Task details ->
Produce an exact copy of all records below.

Records provided ->
PR #1769, opened 2025-01-23
[SEDONA-702] Create IndexedGridPartitioner, Support preserveUncontain…

james-willis:
…edGeometries in *GridPartitioners

- Yes, the URL of the associated JIRA ticket is https://issues.apache.org/jira/browse/SEDONA-702. The PR name follows the format `[SEDONA-XXX] my subject`.

* Adding an IndexedGridPartitioner class which should perform better than the FlatGridPartitioner in most cases for `placeObject` calls
* adding a `preserveUncontainedGeometries` flag into the GridPartitioner classes to allow callers to configure if geometries that are not contained within any partition should be placed in the overflow partition. 

## How was this patch tested?
Unit Tests added

While part of the public Java API, these partitioner classes do not have documentation strings. I have followed this norm by not adding doc strings to the classes.

### DIFF
--- a/spark/common/src/main/java/org/apache/sedona/core/spatialPartitioning/IndexedGridPartitioner.java
+++ b/spark/common/src/main/java/org/apache/sedona/core/spatialPartitioning/IndexedGridPartitioner.java
@@ -1,0 +1,88 @@
+/*
+ * Licensed to the Apache Software Foundation (ASF) under one
+ * or more contributor license agreements.  See the NOTICE file
+ * distributed with this work for additional information
+ * regarding copyright ownership.  The ASF licenses this file
+ * to you under the Apache License, Version 2.0 (the
+ * "License"); you may not use this file except in compliance
+ * with the License.  You may obtain a copy of the License at
+ *
+ *   http://www.apache.org/licenses/LICENSE-2.0
+ *
+ * Unless required by applicable law or agreed to in writing,
+ * software distributed under the License is distributed on an
+ * "AS IS" BASIS, WITHOUT WARRANTIES OR CONDITIONS OF ANY
+ * KIND, either express or implied.  See the License for the
+ * specific language governing permissions and limitations
+ * under the License.
+ */
+package org.apache.sedona.core.spatialPartitioning;
+
+import java.util.*;
+import org.apache.sedona.core.enums.GridType;
+import org.locationtech.jts.geom.Envelope;
+import org.locationtech.jts.geom.Geometry;
+import org.locationtech.jts.index.strtree.STRtree;
+import scala.Tuple2;
+
+public class IndexedGridPartitioner extends FlatGridPartitioner {
+  private final STRtree index;
+
+  public IndexedGridPartitioner(
+      GridType gridType, List<Envelope> grids, Boolean preserveUncontainedGeometries) {
+    super(gridType, grids, preserveUncontainedGeometries);
+    this.index = new STRtree();
+    for (int i = 0; i < grids.size(); i++) {
+      final Envelope grid = grids.get(i);
+      index.insert(grid, i);
+    }
+    index.build();
+  }
+
+  public IndexedGridPartitioner(GridType gridType, List<Envelope> grids) {
+    this(gridType, grids, false);
+  }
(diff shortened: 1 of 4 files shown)


spark/common/src/main/java/org/apache/sedona/core/spatialPartitioning/IndexedGridPartitioner.java
```diff
@@ -0,0 +1,88 @@
...
+      // borrowed from EqualPartitioning.placeObject
+      final int overflowContainerID = grids.size();
+      final Envelope envelope = spatialObject.getEnvelopeInternal();
+
+      Set<Tuple2<Integer, Geometry>> result = new HashSet();
+      boolean containFlag = false;
+      for (Object queryResult : results) {
+        Integer i = (Integer) queryResult;
+        final Envelope grid = grids.get(i);
+        if (grid.covers(envelope)) {
```
jiayuasu, line 71: What is the purpose of doing containFlag?

spark/common/src/main/java/org/apache/sedona/core/spatialPartitioning/IndexedGridPartitioner.java
```diff
@@ -0,0 +1,88 @@
...
+package org.apache.sedona.core.spatialPartitioning;
+
+import java.util.*;
+import org.apache.sedona.core.enums.GridType;
+import org.locationtech.jts.geom.Envelope;
+import org.locationtech.jts.geom.Geometry;
+import org.locationtech.jts.index.strtree.STRtree;
+import scala.Tuple2;
+
+public class IndexedGridPartitioner extends FlatGridPartitioner {
```
jiayuasu, line 28: Can you add some explanation here to explain the usage of this Partitioner? It is used to index grid cells that are not  (1) from a equal partitioning (2) from space-partitioning tree.

james-willis: This should serve the same use cases as the FlatGridPartitioner, but provide better performance for `placeObject ` calls.

This serves use cases where you have specific grid cells you want to use for partitioning.

james-willis: added docstrings to both classes I changed here.

I'll note that equalPartitioning is not a Partitioner and there are no uses of the `public EqualPartitioning(Envelope boundary, int partitions)` constructor. EqualPartitioning is only use in the FlatGridPartitioner class for placing objects.

spark/common/src/main/java/org/apache/sedona/core/spatialPartitioning/IndexedGridPartitioner.java
```diff
@@ -0,0 +1,96 @@
...
+
+      Set<Tuple2<Integer, Geometry>> result = new HashSet();
+      boolean containFlag = false;
+      for (Object queryResult : results) {
+        Integer i = (Integer) queryResult;
+        final Envelope grid = grids.get(i);
+        if (grid.covers(envelope)) {
+          result.add(new Tuple2(i, spatialObject));
+          containFlag = true;
+        } else if (grid.intersects(envelope) || envelope.covers(grid)) {
```
jiayuasu, line 82: intersects is a superset of covers. Why check twice?

james-willis: not sure tbh; i took this logic from EqualParitioning, I assumed there was some edge case or odd behavior I wasnt privy to. You wrote this logic in commit `f90cfe82` 😂

jiayuasu: @james-willis OK. I think it was done by the old me 10 years ago. Let's remove it.

james-willis: done

jiayuasu (approved):

PR #1774, opened 2025-01-25
[SEDONA-703] Add utils for converting between RDD[Row] and SpatialRdd

james-willis:

- Yes, the URL of the associated JIRA ticket is https://issues.apache.org/jira/browse/SEDONA-703. The PR name follows the format `[SEDONA-XXX] my subject`.

Added utils for converting between RDD[Row] and SpatialRDD. These are helpful for usecases that back physical nodes or functions that take in and return RDDs.

## How was this patch tested?
Unit Tests

Docstrings are available.

### DIFF
--- a/spark/common/src/main/scala/org/apache/sedona/sql/utils/Adapter.scala
+++ b/spark/common/src/main/scala/org/apache/sedona/sql/utils/Adapter.scala
@@ -76,7 +76,7 @@ object Adapter {
     val fieldList = dataFrame.schema.toList.map(f => f.name)
     val geomColId = fieldList.indexOf(geometryFieldName)
     assert(geomColId >= 0)
-    toRdd(dataFrame, geomColId)
+    toStringEncodedRdd(dataFrame.rdd, geomColId)
   }
 
   /**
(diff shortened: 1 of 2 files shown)


james-willis:
@Kontinuation @jiayuasu is this logic duplicated anywhere else? Maybe somewhere in the Join logic?

jiayuasu:
@james-willis This is where Sedona join does the conversion: 

DF to SpatialRDD:
https://github.com/apache/sedona/blob/3151f7d0c643daf915426435504ba5b88c7d975d/spark/common/src/main/scala/org/apache/spark/sql/sedona_sql/strategy/join/TraitJoinQueryBase.scala#L46

RDD to DF:
https://github.com/apache/sedona/blob/3151f7d0c643daf915426435504ba5b88c7d975d/spark/common/src/main/scala/org/apache/spark/sql/sedona_sql/strategy/join/TraitJoinQueryExec.scala#L125

Please consider reusing the logic if possible,

james-willis:
> Please consider reusing the logic if possible

Thanks Jia.

I was thinking that these functions I created would be useful for Physical Nodes but the linked code reminds me that InternalRows/UnsafeRows are used in these Physical Nodes, whereas the functions in this PR are for Rows. While you can convert between Rows and InternalRows, its an unnecessary conversion. It is probably best to keep distinct implementations for these two interfaces.

The fact that the implementations here are only useful for RDD[Row] but not RDD[InternalRow] makes me wonder if these are useful enough to introduce into the Sedona API.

Solution to the problem ->
PR #1769, opened 2025-01-23
[SEDONA-702] Create IndexedGridPartitioner, Support preserveUncontain…

james-willis:
…edGeometries in *GridPartitioners

- Yes, the URL of the associated JIRA ticket is https://issues.apache.org/jira/browse/SEDONA-702. The PR name follows the format `[SEDONA-XXX] my subject`.

* Adding an IndexedGridPartitioner class which should perform better than the FlatGridPartitioner in most cases for `placeObject` calls
* adding a `preserveUncontainedGeometries` flag into the GridPartitioner classes to allow callers to configure if geometries that are not contained within any partition should be placed in the overflow partition. 

## How was this patch tested?
Unit Tests added

While part of the public Java API, these partitioner classes do not have documentation strings. I have followed this norm by not adding doc strings to the classes.

### DIFF
--- a/spark/common/src/main/java/org/apache/sedona/core/spatialPartitioning/IndexedGridPartitioner.java
+++ b/spark/common/src/main/java/org/apache/sedona/core/spatialPartitioning/IndexedGridPartitioner.java
@@ -1,0 +1,88 @@
+/*
+ * Licensed to the Apache Software Foundation (ASF) under one
+ * or more contributor license agreements.  See the NOTICE file
+ * distributed with this work for additional information
+ * regarding copyright ownership.  The ASF licenses this file
+ * to you under the Apache License, Version 2.0 (the
+ * "License"); you may not use this file except in compliance
+ * with the License.  You may obtain a copy of the License at
+ *
+ *   http://www.apache.org/licenses/LICENSE-2.0
+ *
+ * Unless required by applicable law or agreed to in writing,
+ * software distributed under the License is distributed on an
+ * "AS IS" BASIS, WITHOUT WARRANTIES OR CONDITIONS OF ANY
+ * KIND, either express or implied.  See the License for the
+ * specific language governing permissions and limitations
+ * under the License.
+ */
+package org.apache.sedona.core.spatialPartitioning;
+
+import java.util.*;
+import org.apache.sedona.core.enums.GridType;
+import org.locationtech.jts.geom.Envelope;
+import org.locationtech.jts.geom.Geometry;
+import org.locationtech.jts.index.strtree.STRtree;
+import scala.Tuple2;
+
+public class IndexedGridPartitioner extends FlatGridPartitioner {
+  private final STRtree index;
+
+  public IndexedGridPartitioner(
+      GridType gridType, List<Envelope> grids, Boolean preserveUncontainedGeometries) {
+    super(gridType, grids, preserveUncontainedGeometries);
+    this.index = new STRtree();
+    for (int i = 0; i < grids.size(); i++) {
+      final Envelope grid = grids.get(i);
+      index.insert(grid, i);
+    }
+    index.build();
+  }
+
+  public IndexedGridPartitioner(GridType gridType, List<Envelope> grids) {
+    this(gridType, grids, false);
+  }
(diff shortened: 1 of 4 files shown)


spark/common/src/main/java/org/apache/sedona/core/spatialPartitioning/IndexedGridPartitioner.java
```diff
@@ -0,0 +1,88 @@
...
+      // borrowed from EqualPartitioning.placeObject
+      final int overflowContainerID = grids.size();
+      final Envelope envelope = spatialObject.getEnvelopeInternal();
+
+      Set<Tuple2<Integer, Geometry>> result = new HashSet();
+      boolean containFlag = false;
+      for (Object queryResult : results) {
+        Integer i = (Integer) queryResult;
+        final Envelope grid = grids.get(i);
+        if (grid.covers(envelope)) {
```
jiayuasu, line 71: What is the purpose of doing containFlag?

spark/common/src/main/java/org/apache/sedona/core/spatialPartitioning/IndexedGridPartitioner.java
```diff
@@ -0,0 +1,88 @@
...
+package org.apache.sedona.core.spatialPartitioning;
+
+import java.util.*;
+import org.apache.sedona.core.enums.GridType;
+import org.locationtech.jts.geom.Envelope;
+import org.locationtech.jts.geom.Geometry;
+import org.locationtech.jts.index.strtree.STRtree;
+import scala.Tuple2;
+
+public class IndexedGridPartitioner extends FlatGridPartitioner {
```
jiayuasu, line 28: Can you add some explanation here to explain the usage of this Partitioner? It is used to index grid cells that are not  (1) from a equal partitioning (2) from space-partitioning tree.

james-willis: This should serve the same use cases as the FlatGridPartitioner, but provide better performance for `placeObject ` calls.

This serves use cases where you have specific grid cells you want to use for partitioning.

james-willis: added docstrings to both classes I changed here.

I'll note that equalPartitioning is not a Partitioner and there are no uses of the `public EqualPartitioning(Envelope boundary, int partitions)` constructor. EqualPartitioning is only use in the FlatGridPartitioner class for placing objects.

spark/common/src/main/java/org/apache/sedona/core/spatialPartitioning/IndexedGridPartitioner.java
```diff
@@ -0,0 +1,96 @@
...
+
+      Set<Tuple2<Integer, Geometry>> result = new HashSet();
+      boolean containFlag = false;
+      for (Object queryResult : results) {
+        Integer i = (Integer) queryResult;
+        final Envelope grid = grids.get(i);
+        if (grid.covers(envelope)) {
+          result.add(new Tuple2(i, spatialObject));
+          containFlag = true;
+        } else if (grid.intersects(envelope) || envelope.covers(grid)) {
```
jiayuasu, line 82: intersects is a superset of covers. Why check twice?

james-willis: not sure tbh; i took this logic from EqualParitioning, I assumed there was some edge case or odd behavior I wasnt privy to. You wrote this logic in commit `f90cfe82` 😂

jiayuasu: @james-willis OK. I think it was done by the old me 10 years ago. Let's remove it.

james-willis: done

jiayuasu (approved):

PR #1774, opened 2025-01-25
[SEDONA-703] Add utils for converting between RDD[Row] and SpatialRdd

james-willis:

- Yes, the URL of the associated JIRA ticket is https://issues.apache.org/jira/browse/SEDONA-703. The PR name follows the format `[SEDONA-XXX] my subject`.

Added utils for converting between RDD[Row] and SpatialRDD. These are helpful for usecases that back physical nodes or functions that take in and return RDDs.

## How was this patch tested?
Unit Tests

Docstrings are available.

### DIFF
--- a/spark/common/src/main/scala/org/apache/sedona/sql/utils/Adapter.scala
+++ b/spark/common/src/main/scala/org/apache/sedona/sql/utils/Adapter.scala
@@ -76,7 +76,7 @@ object Adapter {
     val fieldList = dataFrame.schema.toList.map(f => f.name)
     val geomColId = fieldList.indexOf(geometryFieldName)
     assert(geomColId >= 0)
-    toRdd(dataFrame, geomColId)
+    toStringEncodedRdd(dataFrame.rdd, geomColId)
   }
 
   /**
(diff shortened: 1 of 2 files shown)


james-willis:
@Kontinuation @jiayuasu is this logic duplicated anywhere else? Maybe somewhere in the Join logic?

jiayuasu:
@james-willis This is where Sedona join does the conversion: 

DF to SpatialRDD:
https://github.com/apache/sedona/blob/3151f7d0c643daf915426435504ba5b88c7d975d/spark/common/src/main/scala/org/apache/spark/sql/sedona_sql/strategy/join/TraitJoinQueryBase.scala#L46

RDD to DF:
https://github.com/apache/sedona/blob/3151f7d0c643daf915426435504ba5b88c7d975d/spark/common/src/main/scala/org/apache/spark/sql/sedona_sql/strategy/join/TraitJoinQueryExec.scala#L125

Please consider reusing the logic if possible,

james-willis:
> Please consider reusing the logic if possible

Thanks Jia.

I was thinking that these functions I created would be useful for Physical Nodes but the linked code reminds me that InternalRows/UnsafeRows are used in these Physical Nodes, whereas the functions in this PR are for Rows. While you can convert between Rows and InternalRows, its an unnecessary conversion. It is probably best to keep distinct implementations for these two interfaces.

The fact that the implementations here are only useful for RDD[Row] but not RDD[InternalRow] makes me wonder if these are useful enough to introduce into the Sedona API.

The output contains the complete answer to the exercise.